▶ [Exercise material]:
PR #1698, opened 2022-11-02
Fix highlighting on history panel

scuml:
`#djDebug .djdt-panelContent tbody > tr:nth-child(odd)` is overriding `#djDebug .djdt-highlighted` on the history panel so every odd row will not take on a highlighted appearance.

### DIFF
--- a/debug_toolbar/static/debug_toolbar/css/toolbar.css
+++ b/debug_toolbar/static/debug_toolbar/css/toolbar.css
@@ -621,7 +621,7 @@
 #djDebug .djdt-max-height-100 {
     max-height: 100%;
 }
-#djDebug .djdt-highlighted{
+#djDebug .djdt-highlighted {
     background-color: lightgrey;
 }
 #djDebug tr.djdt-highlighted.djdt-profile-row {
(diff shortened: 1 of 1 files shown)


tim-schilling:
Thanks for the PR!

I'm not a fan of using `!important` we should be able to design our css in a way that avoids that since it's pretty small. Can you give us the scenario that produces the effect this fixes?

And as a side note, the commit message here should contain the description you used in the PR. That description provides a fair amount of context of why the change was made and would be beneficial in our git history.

...

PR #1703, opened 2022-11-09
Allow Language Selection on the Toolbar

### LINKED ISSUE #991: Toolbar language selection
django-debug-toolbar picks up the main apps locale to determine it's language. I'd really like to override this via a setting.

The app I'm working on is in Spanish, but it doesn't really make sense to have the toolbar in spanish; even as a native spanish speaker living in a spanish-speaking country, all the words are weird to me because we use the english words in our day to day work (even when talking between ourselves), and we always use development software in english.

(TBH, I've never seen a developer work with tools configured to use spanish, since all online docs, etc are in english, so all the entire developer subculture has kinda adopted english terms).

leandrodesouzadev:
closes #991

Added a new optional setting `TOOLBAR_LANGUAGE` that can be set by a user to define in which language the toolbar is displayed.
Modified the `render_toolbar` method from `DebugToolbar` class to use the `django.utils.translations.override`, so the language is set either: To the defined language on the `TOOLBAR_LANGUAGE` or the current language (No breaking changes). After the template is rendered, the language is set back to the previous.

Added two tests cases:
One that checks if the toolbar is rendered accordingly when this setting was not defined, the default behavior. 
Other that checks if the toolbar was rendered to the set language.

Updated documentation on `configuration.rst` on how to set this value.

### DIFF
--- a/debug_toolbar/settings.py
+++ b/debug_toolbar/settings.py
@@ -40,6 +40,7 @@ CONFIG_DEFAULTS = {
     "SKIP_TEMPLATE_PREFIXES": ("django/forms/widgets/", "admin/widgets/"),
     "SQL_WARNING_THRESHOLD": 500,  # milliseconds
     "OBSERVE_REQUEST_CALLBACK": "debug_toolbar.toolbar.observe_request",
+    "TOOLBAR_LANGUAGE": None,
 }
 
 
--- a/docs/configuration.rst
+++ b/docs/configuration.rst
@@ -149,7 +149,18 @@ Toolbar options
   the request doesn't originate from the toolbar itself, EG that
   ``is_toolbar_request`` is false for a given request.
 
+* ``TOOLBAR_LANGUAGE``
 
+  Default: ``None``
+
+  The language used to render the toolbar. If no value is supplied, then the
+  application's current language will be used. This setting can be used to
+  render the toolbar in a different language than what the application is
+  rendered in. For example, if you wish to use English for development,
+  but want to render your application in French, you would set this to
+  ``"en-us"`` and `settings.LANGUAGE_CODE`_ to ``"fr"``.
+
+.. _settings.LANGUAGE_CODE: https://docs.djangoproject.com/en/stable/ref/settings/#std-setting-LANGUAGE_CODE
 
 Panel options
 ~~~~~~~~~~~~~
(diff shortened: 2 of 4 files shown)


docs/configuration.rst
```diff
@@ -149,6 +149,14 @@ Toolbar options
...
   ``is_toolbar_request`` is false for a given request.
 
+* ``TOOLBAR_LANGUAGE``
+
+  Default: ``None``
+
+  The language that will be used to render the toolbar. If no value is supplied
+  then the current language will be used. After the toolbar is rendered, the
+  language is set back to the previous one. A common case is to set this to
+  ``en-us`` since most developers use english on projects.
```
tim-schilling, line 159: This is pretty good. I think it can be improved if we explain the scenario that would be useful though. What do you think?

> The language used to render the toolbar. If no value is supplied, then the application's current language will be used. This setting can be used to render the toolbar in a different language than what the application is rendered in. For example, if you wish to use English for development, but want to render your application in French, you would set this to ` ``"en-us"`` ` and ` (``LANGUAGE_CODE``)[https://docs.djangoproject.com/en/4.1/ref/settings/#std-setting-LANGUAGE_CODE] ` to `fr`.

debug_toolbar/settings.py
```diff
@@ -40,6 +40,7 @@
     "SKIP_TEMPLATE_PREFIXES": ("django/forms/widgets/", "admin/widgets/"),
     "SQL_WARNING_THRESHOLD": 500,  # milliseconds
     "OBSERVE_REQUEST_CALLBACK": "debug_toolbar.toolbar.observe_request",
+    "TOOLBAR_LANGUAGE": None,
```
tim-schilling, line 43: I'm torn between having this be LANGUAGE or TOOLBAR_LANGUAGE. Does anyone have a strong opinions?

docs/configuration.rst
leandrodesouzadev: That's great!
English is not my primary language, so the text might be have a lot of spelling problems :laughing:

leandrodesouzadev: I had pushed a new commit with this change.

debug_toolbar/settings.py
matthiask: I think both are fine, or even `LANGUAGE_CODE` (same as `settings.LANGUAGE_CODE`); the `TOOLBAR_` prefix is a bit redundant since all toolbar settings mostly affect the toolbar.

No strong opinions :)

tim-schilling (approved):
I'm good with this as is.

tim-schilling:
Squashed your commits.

▶ [Task prompt]: Set down only the lines above that fall between the line holding "PR #1698, opened 2022-11-02" and the line holding "--- a/debug_toolbar/static/debug_toolbar/css/toolbar.css", inclusive, keeping each exact.

▶ [Expected output]:
PR #1698, opened 2022-11-02
Fix highlighting on history panel

scuml:
`#djDebug .djdt-panelContent tbody > tr:nth-child(odd)` is overriding `#djDebug .djdt-highlighted` on the history panel so every odd row will not take on a highlighted appearance.

### DIFF
--- a/debug_toolbar/static/debug_toolbar/css/toolbar.css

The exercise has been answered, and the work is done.